I met Prat at his office at the Correo del Caroní, the Guayanesa daily paper. As I turned on my video camera, Prat smiled wryly. “Some of you in the critical, intellectual circles of Europe and the United States seem to think it’s fine that in the countries of our Latin America there are arbitrary governments and processes full of abuses that in your countries you wouldn’t consider allowing for a minute.
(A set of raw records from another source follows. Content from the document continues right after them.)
PR #330, opened 2018-06-29
Fix deprovisioning PVC in kubespray engine

redixin:
Volumes created by k8s cluster should be deleted along with cluster itself

### DIFF
--- a/kqueen/engines/openstack_kubespray.py
+++ b/kqueen/engines/openstack_kubespray.py
@@ -229,7 +229,7 @@ class OpenstackKubesprayEngine(BaseEngine):
             pvc_names = self._cleanup_pvc()
             self.ks.delete()
         except Exception as e:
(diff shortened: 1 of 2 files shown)


kqueen/engines/openstack_kubespray.py
```diff
@@ -224,16 +226,37 @@ def _run_provisioning(self):
 
     def deprovision(self):
         try:
+            pvc_names = self._cleanup_pvc()
             self.ks.delete()
         except Exception as e:
             logger.warn("Unable to cleanup cluster data: %s" % e)
+            self.cluster.state = config.CLUSTER_ERROR_STATE
```
naumvd95: afaik we need to use logger exception here^^^

naumvd95:
@redixin take a look on comment and rebase manually before merge , coz branch outdated

PR #331, opened 2018-07-04
Stop provisioning in case of error

katyafervent:
Also, error is saved in 'status_message' field
and the reason of error will be avaliable in UI

### DIFF
--- a/kqueen/engines/openstack_kubespray.py
+++ b/kqueen/engines/openstack_kubespray.py
@@ -78,7 +78,7 @@ class OpenstackKubesprayEngine(BaseEngine):
                 "help_message": "Must be odd number",
                 "validators": {
                     "required": True,
-                    "minimum": 3,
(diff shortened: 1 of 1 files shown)


kqueen/engines/openstack_kubespray.py
```diff
@@ -196,7 +199,14 @@ def provision(self):
         try:
             self.cluster.state = config.CLUSTER_PROVISIONING_STATE
             self.cluster.save()
-            app.executor.submit(self._run_provisioning)
+            future = app.executor.submit(self._run_provisioning)
```
naumvd95: future? imo its not a good naming)

katyafervent: that is how object called, that ThreadPoolExecutor returns https://docs.python.org/3/library/concurrent.futures.html#executor-objects

PR #333, opened 2018-07-04
Support sorting for clusters/provisioners

ekhomyakova:
If no sorting parameters provided, list will be returned as is, without any sorting.

Related: https://github.com/Mirantis/kqueen-ui/pull/107

### DIFF
--- a/docs/api.yml
+++ b/docs/api.yml
@@ -75,6 +75,19 @@ paths:
               total:
                 type: "int"
 
+   /clusters?sortby={field}&order=asc:
+    get:
+      summary: Get sorted list of clusters (multi-fields sorting is not supported)
+      produces:
+        - "application/json"
+      responses:
+        200:
+          description: "Successful operation"
+          schema:
+            type: "array"
+            items:
+              $ref: "#/definitions/Cluster"
+
   /clusters/{id}:
     get:
       summary: Get information about cluster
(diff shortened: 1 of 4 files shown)


docs/api.yml
```diff
@@ -57,7 +57,7 @@ paths:
             items:
               $ref: "#/definitions/Cluster"
 
-  /clusters?limit={limit}&offset={offset}:
+  /clusters?limit={limit}&offset={offset}&sortby={field}&order=asc:
```
katyafervent: and what about provisioners list? Please add it also, and provide the default way if order is not provided

kqueen/blueprints/api/generic_views.py
```diff
@@ -181,42 +181,49 @@ def dispatch_request(self, *args, **kwargs):
...
     def set_object(self, *args, **kwargs):
-        supported_filters = ['name', 'provisioner']
+        supported_filters = ['name', 'provisioner', 'engine']
         filters = {}
         for filter_name in supported_filters:
             filter_value = request.args.get(filter_name)
             if filter_value:
                 filters[filter_name] = filter_value
 
+        supported_sort_fields = ['name', 'provisioner', 'engine',
```
katyafervent: I suggest to make it a class constant and to convert it to a dictionary (with sorting key as values), so get_sorting_key will not be needed

docs/api.yml
katyafervent: and please add notice, that sorting by multiple keys is not supported

PR #336, opened 2018-07-06
Revert "Validate OS-kubespray cluster before provision"

naumvd95:
Reverts Mirantis/kqueen#334


naumvd95:
@katyafervent can we merge it?

PR #337, opened 2018-07-06
Send 400 in case of missed required parameters

katyafervent:
While creating OS-kubespray cluster if some parameters were missed,
500 was sent.
Also use get method for checking avalibility zone,
since it is optional parameter

### DIFF
--- a/kqueen/engines/openstack_kubespray.py
+++ b/kqueen/engines/openstack_kubespray.py
@@ -616,15 +616,22 @@ class OpenStack:
         self.meta["dns"] = [validate_ip(ip) for ip in
                             self.cluster.metadata.get("dns_nameservers", []).split(",")]
 
+        try:
+            self.meta["image"] = self.c.get_image(self.cluster.metadata["image_name"])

No, in your own country you’d militantly reject the same things you seem to feel are perfectly fine to take place down here, so far away, where it’s exotic and interesting…” I felt my face redden with shame, and I suddenly felt my whole world capsize.

It would be months before I was able to return to Guayana to interview Rubén González, the former Chavista and Secretary General of Iron Mine Workers Union of the Orinoco (Sintra Ferrominera del Orinoco) about his own experience of imprisonment without trial “just for doing my job in the union and defending the rights of workers.” Referring to the claims of “sabotage” as the reason the industries were failing in the country, González told me that those in government “never thought of governing, but rather of enriching their little group in power. They never invested in these businesses, but totally bled them dry. They themselves are the saboteurs.” At the time of this writing, González is back in jail for organizing on behalf of workers in the state ironworks.
All of a sudden, I found myself in a strange world. I had drifted—at first gradually, but then definitively—into the camp of my former “enemies,” persuaded by their narrative and by the evidence before my own eyes. And, as I did so, I discovered that the editors of the news sites where I’d published my passionate defenses of the Bolivarian project for the past few years no longer responded to my pitches or my queries or my emails. As Venezuela disintegrated, I was lost and confused and alone.
And then, while I was grieving the loss of my innocent old life and its many friendships, something curious and unexpected began to happen. I discovered a great sense of excitement as I investigated “new” ideas for which I’d previously had nothing but contempt. I found myself reminded of Herbert Spencer’s quote at the end of the Alcoholics Anonymous Big Book: “There is a principle which is a bar against all information, which is proof against all arguments, and which cannot fail to keep a man in everlasting ignorance—that principle is contempt prior to investigation.”